The material below holds a span beginning at the line with "now spares unix" and ending at the line with "severs the local". Quote that span exactly, both ends included, and only that span.

-----

PR #1730, opened 2026-09-05
fix(cc-tmp): watchgod RED sweep spares unix sockets, the control plane it severed

WingedGuardian:
## What

The temp-space watchdog's RED (nuclear) tier deleted every depth-1 directory of Claude Code's working temp except the newest session's ancestor. That included the directory where the CC binary binds one unix socket per live session for cross-session messaging. The sockets are 0 bytes — deleting them reclaimed nothing — while every running session silently became unreachable: still listening on a bound-but-unlinked socket, inbound connects failing ENOENT, nothing logged on either side. Measured on a live install after a real RED event: 3 of 4 running sessions severed until restart.

## Fix

- New `reap_dir_sparing_sockets()` helper: `find "$dir" -depth -not -type s -delete` — object-level deletion that spares socket inodes only. All reclaimable bytes are still deleted; a socket's ancestor dirs survive as empty shells; a socket-free dir is removed exactly as `rm -rf` did.
- The RED depth-1 loop uses the helper; the newest-session guard is untouched.
- After all sweeps, RED logs `preserved N unix socket(s)` — counted post-sweep, so the line is true by construction whatever any sweep did.
- The sweep pipeline gains the file's standard `|| true` idiom so a transient `find` error can't abort the daemon mid-RED under `set -euo pipefail`.
- Yellow/orange tiers, file sweeps, and cache sweeps deliberately unchanged; a pin test locks them out of socket deletion for the layout CC creates.

## Verification

- Verify-RED: 3 of the 4 new tests fail against the pre-fix script on the socket-survival assertions; the pin test was seen failing against a behaviorally-real mutant before trusting its green.
- 18/18 green post-fix (4 new + all 14 existing watchgod tests).
- Acceptance replay of the live incident's depth-1 shape through both scripts: pre-fix 0/4 sockets survive and the socket dir is deleted (incident reproduced); post-fix 4/4 preserved, newest-session dir spared, identical 7/7 junk-dir reclaim, INFO line present.
- Helper semantics measured against GNU findutils 4.9.0 (the binary the systemd unit resolves). shellcheck at baseline parity (no findings on new code).
- Adversarial review: architect + security passes, sequential; all findings fixed or dispositioned in-diff. Fail direction of every change is under-deleting only.

## Accepted limitation

Sockets orphaned by crashed sessions are now spared indefinitely — zero-byte inodes, no disk cost. Liveness-aware reaping belongs to session-roster tooling, not a byte-reclaiming daemon, and is tracked separately.

## Deploy

Container-local systemd user unit (`genesis-tmp-watchgod.service` runs the checkout directly). Post-merge: `systemctl --user restart genesis-tmp-watchgod`; verify via `is-active` + a fresh "Watchgod starting" line in the watchgod log. No host-side deploy path involved.

## Summary by CodeRabbit

- **Bug Fixes**
  - Cleanup now preserves Unix sockets and their required parent directories.
  - Unrelated temporary files and directories continue to be removed during cleanup.
  - Cleanup works correctly even when no active session is present.
  - Improved cleanup reporting includes the number of sockets preserved.

- **Tests**
  - Added coverage for socket preservation across cleanup scenarios.

### DIFF
--- a/CHANGELOG.md
+++ b/CHANGELOG.md
@@ -69,6 +69,15 @@ Versioning follows Genesis release stages (v3.0a → v3.0b → v3.1 → v4.0a…
 
 ### Fixed
 
+- **The temp-space watchdog no longer severs cross-session messaging when it
+  goes nuclear.** At its most aggressive cleanup tier the watchdog deleted every
+  top-level directory of Claude Code's working temp — including the directory
+  holding each live session's messaging socket. The sockets are zero bytes, so
+  deleting them reclaimed nothing, while every running session silently became
+  unreachable to its peers until restarted. The nuclear sweep now spares unix
+  sockets (and only them — all reclaimable bytes are still deleted) and logs
+  how many it preserved.
+
 - **The pre-merge check now reads the second review bot it was already fetching.**
   Two automated reviewers comment on every pull request, and the gate that decides
   whether a change is ready to merge only understood the format of one of them. The
--- a/scripts/tmp_watchgod.sh
+++ b/scripts/tmp_watchgod.sh
@@ -114,6 +114,19 @@ fs_total_mb() {
     echo "${result:-0}"
 }
 
+reap_dir_sparing_sockets() {
+    # Object-level deletion that NEVER removes unix sockets. CC binds one
+    # socket per live session under cc-tmp (cross-session messaging); they are
+    # 0 bytes, so deleting them reclaims nothing and silently severs the local
+    # coordination plane — sessions keep listening on bound-but-unlinked
+    # sockets and inbound connects fail ENOENT (measured, 2026-09-05 RED
+    # incident). Deletes everything else depth-first; a socket's ancestor dirs
+    # stay non-empty so they survive; a dir holding no sockets is removed
+    # entirely, exactly like rm -rf. -delete failures on non-empty dirs are
+    # expected and suppressed; GNU find continues past them.
+    find "$1" -depth -not -type s -delete 2>/dev/null || true
+}
+
 write_state() {
     local cc_tier="$1" cc_used="$2" sys_tier="$3" sys_pct="$4"
     local is_tmpfs="false"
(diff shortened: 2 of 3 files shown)


WingedGuardian:
@codex review

WingedGuardian:
**First-pass review (structural + PII/secrets/wording)**

Files changed: `CHANGELOG.md`, `scripts/tmp_watchgod.sh`, `tests/test_scripts/test_watchgod_socket_sparing.py` (209 additions / 3 deletions across 3 files).

Checked `scripts/tmp_watchgod.sh` and the new test file against the pattern list:

- No `nohup`, no direct `task_states` writes, no `/tmp/` literal usage (all paths route through `$CC_TMP_DIR` / pytest's `tmp_path`), no `git add .`/`-A`, no force-push/reset, no bare `except:` (n/a — bash), no mutable default args (n/a — bash), no raw SQL, no `os.killpg` misuse.
- Import hygiene: the new test file's imports (`os`, `stat`, `subprocess`, `time`, `pathlib.Path`) are stdlib-only and correctly ordered/grouped. No star imports, no circularity.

-----

REPLY TO THE TASK >>
+  unreachable to its peers until restarted. The nuclear sweep now spares unix
+  sockets (and only them — all reclaimable bytes are still deleted) and logs
+  how many it preserved.
+
 - **The pre-merge check now reads the second review bot it was already fetching.**
   Two automated reviewers comment on every pull request, and the gate that decides
   whether a change is ready to merge only understood the format of one of them. The
--- a/scripts/tmp_watchgod.sh
+++ b/scripts/tmp_watchgod.sh
@@ -114,6 +114,19 @@ fs_total_mb() {
     echo "${result:-0}"
 }
 
+reap_dir_sparing_sockets() {
+    # Object-level deletion that NEVER removes unix sockets. CC binds one
+    # socket per live session under cc-tmp (cross-session messaging); they are
+    # 0 bytes, so deleting them reclaims nothing and silently severs the local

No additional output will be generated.